WHAT IS NEEDED:
If a line in the records below holds the word "simp", copy it.

INFORMATION SUPPLIED:

Issue #100, opened 2022-11-29
Fix `prove_loop` in `dsProvePass`


d-xo:
This test will only pass with some `maxIter` set. We should hook up the `maxIter` setting and make sure it is respected when executing prove tests.

PR #108, opened 2022-12-08
Propagate `maxIter` parameter and enable `prove_loop`

zoep:
This is a fix for #100. Summary of changes:
- Propagate the `UnitTestOptions` to VeriOpts in SymExec.hs.
- Add debug option in `UnitTestOptions`
- Move `prove_loop` in a separate file
- Run `prove_loop` with two different `maxIter` params (passing and failing)


src/hevm/src/EVM/UnitTest.hs
```diff
@@ -74,6 +75,7 @@ data UnitTestOptions = UnitTestOptions
   , verbose     :: Maybe Int
   , maxIter     :: Maybe Integer
   , askSmtIters :: Maybe Integer
+  , debug       :: Bool
```
d-xo, line 78: could we call this smtdebug? just to make the distinction between dumping the smt queries and running the visual debugger clear?

d-xo (commented):
Looks great! just a little nit re: naming

src/hevm/src/EVM/UnitTest.hs
zoep: Sure! Do you think we should change the `bebug` option in `VeriOpts` as well or only this one?

zoep: Left `VeriOpts` as is since it prints nonSMT stuff as well

PR #116, opened 2022-12-09
Support post merge hardfork changes

d-xo:
- Renames DIFFICULTY -> PREVRANDAO
- Supports pasring prevRandao out of post merge blocks
- Integrates prevRandao into the rpc machinery

I need to test a bit more around this before we merge...


d-xo:
PR blew up a a bit again :see_no_evil: 

When testing around this change I noticed that we didn't pull the rpcInfo into `verify` when executing solidity unit tests. This required a small refactor in `UnitTest.hs` that changed how we constructed Fetchers. Previously we constructed a single fetcher and passed it in via `UnitTestOptions`, but `verify` expected to be able to construct it's `Fetcher` itself. So I changed `UnitTestOptions` to take a `SolverGroup` and `RpcInfo` and constructed the fetchers inline where they were needed in `UnitTest.hs`.

I'm also working on setting up a proper automated test harness for remote state tests here (since we currently do not test the rpc features at all :scream_cat:), and ended up writing a small assembler for EVM so we can have a relatively high level syntax for defining tests using bytecode directly.

PR #126, opened 2022-12-15
Group error cases in Expr

zoep:
Instead of having an `Expr` constructor for each EVM failure case, this groups failures under the same constructor with the help of an auxiliary data type. This helps avoiding repetition when pattern matching against `Expr` and makes it easier to add new error cases. 

I'm not very attached to it, just thought it would be cleaner and wanted to try it out.

### DIFF
--- a/src/hevm/src/EVM/SymExec.hs
+++ b/src/hevm/src/EVM/SymExec.hs
@@ -346,14 +346,14 @@ runExpr = do
     Nothing -> error "Internal Error: vm in intermediate state after call to runFully"
     Just (VMSuccess buf) -> Return asserts buf (view (env . EVM.storage) vm)
     Just (VMFailure e) -> case e of
-      UnrecognizedOpcode _ -> Invalid asserts
-      SelfDestruction -> SelfDestruct asserts
-      EVM.StackLimitExceeded -> EVM.Types.StackLimitExceeded asserts
-      EVM.IllegalOverflow -> EVM.Types.IllegalOverflow asserts
+      UnrecognizedOpcode _ -> Failure asserts Invalid
+      SelfDestruction -> Failure asserts SelfDestruct
+      EVM.StackLimitExceeded -> Failure asserts EVM.Types.StackLimitExceeded
+      EVM.IllegalOverflow -> Failure asserts EVM.Types.IllegalOverflow
       EVM.Revert buf -> EVM.Types.Revert asserts buf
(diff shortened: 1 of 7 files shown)


src/hevm/src/EVM/SymExec.hs
```diff
@@ -583,14 +572,9 @@ equivalenceCheck solvers bytecodeA bytecodeB opts signature' = do
...
             (_, Revert _ _) -> PBool True
-            (Invalid _, Invalid _) -> PBool False
-            (Invalid _, _ ) -> PBool True
-            (_, Invalid _) -> PBool True
-            (EVM.Types.StackLimitExceeded _, EVM.Types.StackLimitExceeded _ ) -> PBool False
-            (EVM.Types.StackLimitExceeded _, _) -> PBool True
-            (_, EVM.Types.StackLimitExceeded _) -> PBool True
-            (a, b) -> if a == b then PBool False
-                                else error $ "Unimplemented, see TODO about EVM failures and TmpExpr. Left: " <> show a <> " Right: " <> show b
+            (Failure erra _, Failure errb _) -> if erra==errb then PBool False else PBool True
```
zoep, line 575: This has slightly different semantics than the previous equivalence check. Previously, if end results were different and both of them were one of the unhandled error cases, then it would raise the unimplemented exception. Now all error are handled in the same way. Note that `TmpError` cannot happen here since `flattenExpr` catches it and raises an exception.

d-xo (approved):
looks good

src/hevm/src/EVM/SymExec.hs
msooseth: This looks correct to me. However, for the sake of defensive coding, I'd try to check for `TmpError` here, and throw an `error`. Maybe in the future someone will use this function for something else, where `TmpError` hasn't been filtered yet.

msooseth (approved):
Looks good, but I'd change it a bit to do the checking for `TmpError`. It's up to you though :)

src/hevm/src/EVM/SymExec.hs
zoep: Do we want to return True if both programs return the same TmpError as before? Or raise an error if there is an unhandled error in either of the two programs, regardless of wether the error is the same?

msooseth: I'd just raise an `error.` I think `TmpError` is effectively an internal error, rather than a EVM error.

zoep: I agree! Fixed

PR #127, opened 2022-12-15
Fix verify rpc

d-xo:
## Description

This fixes symbolic execution against remote state (via rpc calls into an ethereum node) when executing via a `ds-test` harness. Prior to this change we didn't pass the required rpc info into `verify` in the `symRun` function in `UnitTest.hs`. To fix this I changed how we store the rpc info in `UnitTestOptions`. We used to store a fully constructed `Fetcher` in `UnitTestOptions`, but `verify` takes a raw `RpcInfo` and then constructs it's `Fetcher` internally. 

This meant we either had to change `verify` to take a fully constructed `Fetcher`, or change `UnitTestOptions` so it holds a raw `RpcInfo`. After playing around a bit the first seemed to produce a cleaner diff than the second so I went with that. 

I also added tests to `rpc.hs` that exercise this functionality, and modularised some of the test utils so that they can be shared between the `rpc-tests` binary, and the main `test` binary.

If you want to test around this change a bit, you can add tests to the `rpc.sol` file and run them from the rpc-tests repl (cabal  repl rpc-tests) with `:main -p "dapp-test"`.

## Checklist

- [x] tested locally
- [x] added automated tests
- [ ] updated the docs
- [ ] updated the changelog

### DIFF
--- a/src/hevm/src/EVM/SymExec.hs
+++ b/src/hevm/src/EVM/SymExec.hs
@@ -52,14 +52,24 @@ data VeriOpts = VeriOpts
   , debug :: Bool
   , maxIter :: Maybe Integer
   , askSmtIters :: Maybe Integer
+  , rpcInfo :: Fetch.RpcInfo
   }
   deriving (Eq, Show)
 
 defaultVeriOpts :: VeriOpts
-defaultVeriOpts = VeriOpts { simp = True, debug = False, maxIter = Nothing, askSmtIters = Nothing }
+defaultVeriOpts = VeriOpts
+  { simp = True
+  , debug = False
+  , maxIter = Nothing
+  , askSmtIters = Nothing
+  , rpcInfo = Nothing
+  }
+
+rpcVeriOpts :: (Fetch.BlockNumber, Text) -> VeriOpts
+rpcVeriOpts info = defaultVeriOpts { rpcInfo = Just info }
 
 debugVeriOpts :: VeriOpts
-debugVeriOpts = VeriOpts { simp = True, debug = True, maxIter = Nothing, askSmtIters = Nothing }
+debugVeriOpts = defaultVeriOpts { debug = True }
 
 extractCex :: VerifyResult -> Maybe (Expr End, SMTCex)
 extractCex (Cex c) = Just c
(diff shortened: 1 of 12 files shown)


src/hevm/test/rpc.hs
```diff
@@ -43,11 +54,94 @@ tests = testGroup "rpc"
...
         assertEqual "basefee" 22163046690 basefee
         assertEqual "prevRan" 0x2267531ab030ed32fd5f2ef51f81427332d0becbd74fe7f4cd5684ddf4b287e0 prevRan
     ]
+  , testGroup "execution with remote state"
+    -- execute against remote state from a ds-test harness
+    [ testCase "dapp-test" $ do
+        let testFile = "test/contracts/pass/rpc.sol"
+        runDappTestCustom testFile ".*" Nothing False testRpcInfo >>= assertEqual "test result" True
+
+    -- concretely exec "transfer" on WETH9 using remote rpc
```
msooseth, line 67: Perhaps we can reference `https://etherscan.io/token/0xc02aaa39b223fe8d0a0e5c4f27ead9083c756cc2#code` here somewhere?

src/hevm/src/EVM/SymExec.hs
```diff
@@ -453,11 +463,11 @@ extractProps = \case
 
 
 -- | Symbolically execute the VM and check all endstates against the postcondition, if available.
-verify :: SolverGroup -> VeriOpts -> VM -> Maybe (Fetch.BlockNumber, Text) -> Maybe Postcondition -> IO (Expr End, [VerifyResult])
-verify solvers opts preState rpcinfo maybepost = do
+verify :: SolverGroup -> VeriOpts -> VM -> Maybe Postcondition -> IO (Expr End, [VerifyResult])
```
msooseth, line 466: This is actually cleaner. I like passing it as part of `VeriOpts`. I was always confused what is what

msooseth (commented):
Looks good, but I think some files are referenced but missing somehow from the diff and the codebase? Maybe I'm doing something wrong.

src/hevm/test/rpc.hs
d-xo: done.

src/hevm/test/EVM/TestUtils.hs
```diff
@@ -0,0 +1,136 @@
...
+    dsTest <- readFile =<< Paths.getDataFileName "test/contracts/lib/test.sol"
+    erc20 <- readFile =<< Paths.getDataFileName "test/contracts/lib/erc20.sol"
+    testFilePath <- Paths.getDataFileName src
+    testFile <- readFile testFilePath
+    T.writeFile file
+      [i|
+      {
+        "language": "Solidity",
+        "sources": {
+          "ds-test/test.sol": {
```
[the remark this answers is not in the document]
msooseth: Sorry, that's a virtual filesystem. Closing.

msooseth (approved):
My last confusion has been resolved :)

WRITTEN REPLY:
-defaultVeriOpts = VeriOpts { simp = True, debug = False, maxIter = Nothing, askSmtIters = Nothing }
+  { simp = True
-debugVeriOpts = VeriOpts { simp = True, debug = True, maxIter = Nothing, askSmtIters = Nothing }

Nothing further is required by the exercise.